WHAT THE TASK REQUIRES: Restate the records in full, so that each line matches the original exactly.

Records contained in a dataset:
*** Block opens ***

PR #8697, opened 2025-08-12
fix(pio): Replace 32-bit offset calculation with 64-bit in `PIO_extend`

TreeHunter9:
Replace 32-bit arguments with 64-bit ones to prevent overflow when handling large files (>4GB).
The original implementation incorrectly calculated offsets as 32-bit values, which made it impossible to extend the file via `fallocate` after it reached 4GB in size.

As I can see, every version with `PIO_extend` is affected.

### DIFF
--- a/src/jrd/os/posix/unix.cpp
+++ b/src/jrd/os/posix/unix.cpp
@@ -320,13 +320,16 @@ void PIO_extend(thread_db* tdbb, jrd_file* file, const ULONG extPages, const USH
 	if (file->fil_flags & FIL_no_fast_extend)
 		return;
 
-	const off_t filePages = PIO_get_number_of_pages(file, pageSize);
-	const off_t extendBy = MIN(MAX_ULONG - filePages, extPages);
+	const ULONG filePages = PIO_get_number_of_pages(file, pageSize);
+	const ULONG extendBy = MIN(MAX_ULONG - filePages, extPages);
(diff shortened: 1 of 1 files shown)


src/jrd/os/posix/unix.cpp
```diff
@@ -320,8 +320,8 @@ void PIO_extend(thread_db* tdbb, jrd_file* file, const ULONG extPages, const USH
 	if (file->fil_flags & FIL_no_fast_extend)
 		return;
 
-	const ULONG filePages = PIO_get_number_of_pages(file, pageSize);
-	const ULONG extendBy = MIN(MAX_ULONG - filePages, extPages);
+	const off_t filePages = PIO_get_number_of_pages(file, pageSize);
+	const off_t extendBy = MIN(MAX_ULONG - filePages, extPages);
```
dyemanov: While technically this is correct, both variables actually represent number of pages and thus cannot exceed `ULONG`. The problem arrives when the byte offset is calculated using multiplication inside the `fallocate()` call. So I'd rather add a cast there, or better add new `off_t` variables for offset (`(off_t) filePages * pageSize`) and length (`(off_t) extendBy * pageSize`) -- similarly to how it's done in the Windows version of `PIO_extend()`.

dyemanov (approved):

*** Block closes ***

RESPONSE:
PR #8697, opened 2025-08-12
fix(pio): Replace 32-bit offset calculation with 64-bit in `PIO_extend`

TreeHunter9:
Replace 32-bit arguments with 64-bit ones to prevent overflow when handling large files (>4GB).
The original implementation incorrectly calculated offsets as 32-bit values, which made it impossible to extend the file via `fallocate` after it reached 4GB in size.

As I can see, every version with `PIO_extend` is affected.

### DIFF
--- a/src/jrd/os/posix/unix.cpp
+++ b/src/jrd/os/posix/unix.cpp
@@ -320,13 +320,16 @@ void PIO_extend(thread_db* tdbb, jrd_file* file, const ULONG extPages, const USH
 	if (file->fil_flags & FIL_no_fast_extend)
 		return;
 
-	const off_t filePages = PIO_get_number_of_pages(file, pageSize);
-	const off_t extendBy = MIN(MAX_ULONG - filePages, extPages);
+	const ULONG filePages = PIO_get_number_of_pages(file, pageSize);
+	const ULONG extendBy = MIN(MAX_ULONG - filePages, extPages);
(diff shortened: 1 of 1 files shown)


src/jrd/os/posix/unix.cpp
```diff
@@ -320,8 +320,8 @@ void PIO_extend(thread_db* tdbb, jrd_file* file, const ULONG extPages, const USH
 	if (file->fil_flags & FIL_no_fast_extend)
 		return;
 
-	const ULONG filePages = PIO_get_number_of_pages(file, pageSize);
-	const ULONG extendBy = MIN(MAX_ULONG - filePages, extPages);
+	const off_t filePages = PIO_get_number_of_pages(file, pageSize);
+	const off_t extendBy = MIN(MAX_ULONG - filePages, extPages);
```
dyemanov: While technically this is correct, both variables actually represent number of pages and thus cannot exceed `ULONG`. The problem arrives when the byte offset is calculated using multiplication inside the `fallocate()` call. So I'd rather add a cast there, or better add new `off_t` variables for offset (`(off_t) filePages * pageSize`) and length (`(off_t) extendBy * pageSize`) -- similarly to how it's done in the Windows version of `PIO_extend()`.

dyemanov (approved):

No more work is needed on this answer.